Resizing-array implementation

Problem: How do we grow and shrink the array to avoid underflow and overflow?

Simple Approach

We could look at the first solution simply as:

• push() : Increases size of array s[] by 1.
• pop() : decreases size of array s[] by 1.

The issue with this solution is the operations can become too expensive we would need to copy all items to a new array and then inserting first N items can take time proportional to

$1+2+...+N \sim \frac{N^2}{2}$.

This would not be feasible for a large N as the algorithm is quadratic.

The challenge is to resize infrequently reducing operations and increasing the efficiency of our algorithms.

Growing our Array

Lets take the growth of our array as an example.

Repeated doubling

One method we could use is to create a new array twice the size, and copy items.

public ResizingArrayStackOfStrings(){
  s = new String[1];
}

public void push(String item){
  if (N == s.length) resize (2 * s.length);
  s[N++] = item;
}

private void resize(int capacity){
  String[] copy = new String[capacity];
  for (int i = 0; i < N; i++){
    copy[i] = s[i];
  }
  s = copy;
}

This method now makes inserting first N items take time proportional to N (Not $N^2$) . The reasoning behind this is we only create a new Array every time we double the length of our original array - However, we have already iterated enough operations to fill the array in the first place hence the doubling triggering after N operations have already been completed. Essentially our algorithm is now achieves amortized constant time.

We represent the total cost for N operations in tilde notation, considering the array doubling operations, giving us ~3N.

$N + (2+4+8+...+N) \sim 3N$. (this includes array accesses to double to size K)

Shrinking our Array

The first simple approach here would be to:

• push() : double size of array s[] when array is full.
• pop() : halve size of array s[] when array is one-half full.

Unfortunately this approach would be too expensive in it’s worst case due to a phenomenon called thrashing.*

Consider a client doing push-pop-push-pop operations sequentially when the number of elements in the array hovers around the one-half full threshold, this would cause thrashing where the array will consistently double and half creating new arrays on every operations.

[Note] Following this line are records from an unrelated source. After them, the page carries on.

PR #829, opened 2016-01-20
RO-EngineConfigs new engine files.

SirKeplan:
checked out from main branch for easier review/merging.
First PR #778 
Squad engines - #830
CryoEngines  -   #831 
#832 #833 #834 #835 #837  #838 #839 #840 #846 #847 #848 #851 #852 #861 

EDIT:
Noted diffs:
TR-201 - RLA has diff thrust. mass ratio isp etc to the others.
RD-180 - very minor variation in isp, noted in Baha
RD-0210 - files disagreed on O:F mix ratio, 2.6 looks to be correct one.
RD-0213/4 - similar mix ratio disagreement,
RD-0214 -  isp different on, 293 or 298?. also check mass.
LMDE - mass looks to be 0.179, but had been set to 0.135 one place.
LR79-NA-13 - entry cost subtracter 3000 or 4000


PhineasFreak:
Just to be on the safe side: shouldn't the "ignoreMass" field better be applied as a HAS[#ignoreMass[True]] check instead of just checking for the parameter existence?

SirKeplan:
@PhineasFreak yeah, probably. it really doesn't make any difference to making the configs, but it's better practice.
will do that soon.

stratochief66:
Are these safe to merge now @SirKeplan, or do you plan to keep altering this?

Also, @NathanKell if you're ok with this being merged.

SirKeplan:
@stratochief66 @NathanKell, I'd say it's safe to merge now, I’ve noted a few irregularities I noticed at a few points above though.

PhineasFreak:
The only "issue" that i can find is that we need two different versions of the RS-88, one with the original propellants and one with hypergolics (MMH & MON3).

SirKeplan:
@PhineasFreak ah great, um, we can just have multiple part variants of course. do you have a source stating the mass of the RS-88, we currently 0.22 and 0.25, and I expect they should be the same.

PhineasFreak:
Unfortunately no, and i searched around a lot as i was making the configs for the CST-100. For it, i assumed a mass value of 50 Kg.

SirKeplan:
50 Kg? did you mean 250 Kg?

PhineasFreak:
Per engine. The CST-100 application uses 4 of these (and the CST-100 model for the RS-88 has 4 of them together).

SirKeplan:
Let me get this right, the RS-88(or LAE as i've seen it called on the CST-100) has a thrust(per engine) of ~220 kN. so if 1 engine weighs 50 kg, then it would have a TWR of  220/(0.050*g) = 449, that would be unprecedented, and uh, highly unlikely.

PhineasFreak:
I never did any math for them so you can go ahead and correct anything that you see out of place.

stratochief66:
Ahh, you've already made a change I was about to request on #851 :)

Could you freeze changes to this so we can merge it? Other configs and changes could be made to these configs in a later PR, of course.

PR #830, opened 2016-01-20
RO-EngineConfigs Squad

SirKeplan:


stratochief66:
Too many lines changed for Github to show me the differences. @NathanKell do you think this is worth a "merge and pray", or should this be broken into multiple PRs?

NathanKell:
I would suggest breaking it up, or at the very least re-applying fresh. I had to do a fair bit of surgery after the merge of @ctiberious's changes, which were themselves considerable.

SirKeplan:
in 3 parts now: #879 #880 #881

PR #838, opened 2016-01-21
RO-EngineConfigs SSTU

SirKeplan:


stratochief66:
I'll be damn impressed if this works. 

Will your code also take care of the part mass change?
https://github.com/KSP-RO/RealismOverhaul/pull/838/files#diff-41e892c02cedcca213b70857e4776cfcL309

stratochief66:
For this engine, was RL10A-4 the only config you didn't remove?
https://github.com/KSP-RO/RealismOverhaul/pull/838/files#diff-f9e9a8a296b479b65977b4899e58b577L48

stratochief66:
If this code works, it should definitely be the standard for keeping only one config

Since each doubling or halving operation requires copying all existing elements ( an $O(N)$) operation), these frequent resizes would lead to a total time complexity that is quadratic ($O(N^2)$) for a sequence of N such operations, this defeats the purpose of amortized constant time performance improvements.

Amortized Shrink Operations

An efficient approach is to amortize our shrink operations by moving our bounds that trigger a shrink to if the array is one quarter full. If the array is a quarter full we then resize it to half its original length repeating the operations only when the criterion of 1/4 full is met removing possible thrashing scenarios.

public String pop(){
  String item = s[--N];
  s[N] = null;
  if(N > 0 && N == s.length/4){
    resize(s.length/2);
  }
  return item;
}

Amortized Analysis

Amortizing operations will ensure:

• Client does not need to provide a maximum amount of memory for the stack
• Guaranteed that the amount of memory that we use is always a constant multiple of the number of items actually on the stack.

To analyse the results we would take the average running time per operation over a worst-case sequence of operations. At the point the stack doubles it takes time proportional to N the trade off is really fast pushes and pops.